When she alerts her mother that something may be wrong, the response Lizzy gets plays like a joke: “He’s a genius is part of the problem.” But what’s gorgeous here is how Reichardt forces us to confront this line later on: when Sean is in a dangerous manic state digging holes in his backyard, he speaks in the vernacular of artistry, describing his efforts as a piece representing the “mouths of the earth.” Lizzy, desperate to help her brother, has no time to process the undercurrents, but Reichardt stresses respect to the art first and foremost, emphasizing that the line separating Sean’s artistic expression and Lizzy’s is thin and imprecise.

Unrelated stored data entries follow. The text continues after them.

PR #2858, opened 2020-09-16
Refactor cluster-autoscaler deployment

rfranzke:

/kind enhancement
/priority normal
/topology seed
/platform all
/exp intermediate

This PR refactors the deployment for the cluster-autoscaler and adopts the DeployWaiter interface for components. Consequently, it eliminates the Helm chart and adds full unit tests, instead. This improves several aspects and the overall code quality.

Part of #2754

**Release note**:

```improvement operator
NONE
```


pkg/operation/botanist/controlplane/clusterautoscaler/cluster_autoscaler.go
```diff
@@ -0,0 +1,497 @@
...
+	"sigs.k8s.io/controller-runtime/pkg/controller/controllerutil"
+)
+
+const (
+	// ServiceName is the name of the service of the cluster-autoscaler.
+	ServiceName = "cluster-autoscaler"
+	// SecretName is a constant for the secret name for the cluster-autoscaler's kubeconfig secret.
+	SecretName = "cluster-autoscaler"
+	// UserName is the name that should be used for the secret that the cluster-autoscaler uses to
+	// authenticate itself with the kube-apiserver (e.g., the common name in its client certificate).
```
danielfoehrKn, line 55:
```suggestion
	// authenticate itself with the kube-apiserver (e.g. the common name in its client certificate).
```

pkg/operation/botanist/controlplane/clusterautoscaler/cluster_autoscaler.go
```diff
@@ -0,0 +1,497 @@
...
+}
+
+// Secrets is collection of secrets for the cluster-autoscaler.
+type Secrets struct {
+	// Kubeconfig is a secret which can be used by the cluster-autoscaler to communicate to the kube-apiserver.
+	Kubeconfig component.Secret
+}
+
+// BootstrapSeed deploys the RBAC configuration for the control cluster.
+func BootstrapSeed(ctx context.Context, c client.Client, namespace, _ string) error {
```
danielfoehrKn: Maybe it would make sense to put this function into its own file e.g `cluster_autoscaler_seed_bootstrap.go`?.
I just did not realise at first that this is only used during the Seed bootstrap, while the other contents for the file are used during the Shoot reconciliation.

danielfoehrKn (dismissed):
Very nice PR - it is also well readable by splitting it into logging/ monitoring etc.
Tried it out seems to be working fine at the first glance. 

Did not see many issue.

pkg/operation/botanist/controlplane/clusterautoscaler/cluster_autoscaler.go
rfranzke: I'm usually following American style, i.e., I put commas after "i.e." and "e.g." :)

pkg/operation/botanist/controlplane/clusterautoscaler/cluster_autoscaler.go
rfranzke: Yep, makes sense, will do! Thanks.

pkg/operation/botanist/controlplane/clusterautoscaler/monitoring.go
```diff
@@ -0,0 +1,101 @@
...
+	v1beta1constants "github.com/gardener/gardener/pkg/apis/core/v1beta1/constants"
+
+	utilruntime "k8s.io/apimachinery/pkg/util/runtime"
+)
+
+const (
+	monitoringPrometheusJobName = "cluster-autoscaler"
+
+	monitoringMetricProcessMaxFds  = "process_max_fds"
+	monitoringMetricProcessOpenFds = "process_open_fds"
```
danielfoehrKn, line 31: I just spotted that these constants are duplicated in the kube-scheduler package ( and I am about to use them aswell for the kcm).
I think it would make sense to put them into a common package.

danielfoehrKn (commented):
Thanks for addressing the comments.

pkg/operation/botanist/controlplane/clusterautoscaler/monitoring.go
rfranzke: @wyb1 does this make sense? I would guess these metrics are component-specific and they are just "by accident" the same?

pkg/utils/kubernetes/object.go
```diff
@@ -34,3 +37,21 @@ func ObjectName(obj runtime.Object) string {
...
+		if err := DeleteObject(ctx, c, obj); err != nil {
+			return err
+		}
+	}
+	return nil
+}
+
+// DeleteObject deletes a Kubernetes object. It ignores 'not found' and 'no match' errors.
+func DeleteObject(ctx context.Context, c client.Client, object runtime.Object) error {
+	if err := c.Delete(ctx, object); client.IgnoreNotFound(err) != nil && !meta.IsNoMatchError(err) {
```
ialidzhikov, line 53: I think it makes sense to have this behaviour configurable. We could modify this func to also accept errors to tolerate (`[]TolerateErrorFunc`). Not every caller would want to ignore exactly these 2 errors. WDYT?

ialidzhikov (commented):
Looks good!

pkg/utils/kubernetes/object.go
rfranzke: Well, I would consider this somewhat "over-engineered" for this simple utility function. I would propose that in such a situation the user can simply call `sigs.k8s.io/controller-runtime/client.Delete()` function directly and handle the errors he wants to handle specially directly in this code?

ialidzhikov (dismissed):
/lgtm

rfranzke:
Rebased to `master` - @wyb1 do you have any feedback?

danielfoehrKn (approved):
/lgtm

pkg/operation/botanist/controlplane/clusterautoscaler/monitoring.go
wyb1: These metrics are exposed by most exporters so we can add them to a common package as long as we can decide to add them for the component (or not).

rfranzke: Hm, ok, thanks, I see. I would still prefer to keep them here for now as I wouldn't know where to put these (which "common" package) - for now it should be more clear as it is.

PR #2860, opened 2020-09-16
Fix a bug where admission plugins of one shoot can be applied to all shoots on the same seed

vpnachev:

/area control-plane
/kind bug
/priority critical

Fix a bug where custom admission plugins of one shoot can be applied to all shoots on the same seed.

The issue is that every call of `GetAdmissionPluginsForVersion` returns always the same slice. If a shoot is customizing a default admission plugin it will overwrite the shared slice here https://github.com/gardener/gardener/blob/95e8072608731a52f74fd46027f37c389aba4d1c/pkg/operation/botanist/controlplane.go#L1104 and with the next reconciliation other shoots reconciled by the same gardenlet are getting the same custom config even though they have not customized it.

Fixes #

Thanks you @BeckerMax @ialidzhikov @schrodit @dansible (I hope do not miss anybody) for the help debugging this issue.

**Release note**:

```improvement operator
An issue where the custom admission plugin settings might of one shoot cluster can be applied to other shoots reconciled by the same seed cluster has been fixed.
```


ialidzhikov (approved):
/lgtm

Earlier in the film, Lizzy attempted to rid herself of the burden of caring for the bird, “Go somewhere else, die somewhere else,” she yells in an uncharacteristic fit, but ultimately her compassion prevails, and the metaphor carries over for her brother to whom she returns. In the chaotic build-up to her big moment, Sean’s narrative of isolated frustration is inserted and juxtaposed with the nurturing studios of the school. Reichardt depicts his art as an articulation of breakdown, an art of pain, of loneliness, and anger; it’s an art that calls out to the world with a yelping cry demanding to be heard, and just like Jo’s art, or Lizzy’s art, or any art for that matter, what counts the most is who shows up to hear it.
Published as part of NYFF 2022 — Dispatch 3.